I will cover the radiusd.conf file in more detail later in this chapter.

With that done, it's now time to launch the radiusd daemon and test your setup. Execute radiusd from the command line; it should look similar to this:

radius:/etc/raddb # radiusd
radiusd: Starting - reading configuration files ...
radius:/etc/raddb #

If you receive no error messages, you now have a functional FreeRADIUS server. Congratulations!

Testing the Initial Setup

Once you have FreeRADIUS running, you need to test the configuration to make sure it is responding to requests. FreeRADIUS starts up listening, by default, on the port specified either in the local /etc/services file or in the port directive in radiusd.conf. While RFC 2138 defines the standard RADIUS port to be 1812, historically RADIUS client equipment has used port 1645. Communicating via two different ports is obviously troublesome, so many users start the FreeRADIUS daemon with the -p flag, which overrides the setting in both the /etc/services file and anything set in radiusd.conf. To do this, run the following from the command line:

radius:/etc/raddb # radiusd -p 1645
radiusd: Starting - reading configuration files ...
radius:/etc/raddb #

The server is now running; it is listening for and accepting requests on port 1645.

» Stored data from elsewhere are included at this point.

PR #1914, opened 2025-07-14
feat: Return version at LSP initialization

aldur:
Optional per-spec, but nice to have :) https://microsoft.github.io/language-server-protocol/specifications/lsp/3.17/specification/#initializeResult


hugocaillard (approved):
lgtm, thx @aldur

Figure 5-1. The NTRadPing 1.2 application window

To do a quick test, follow these steps:

1. Enter the IP address of your FreeRADIUS machine in the RADIUS Server/port box, and then the port number in the adjacent box. For this example, I've used IP address 192.168.1.103 and port 1645.

2. Type in the secret key you added in /etc/raddb/clients for this Windows console machine. For this example, I used the key "testing123."

3. In the User-Name field, enter root, and in the Password field, enter the root password for your FreeRADIUS machine.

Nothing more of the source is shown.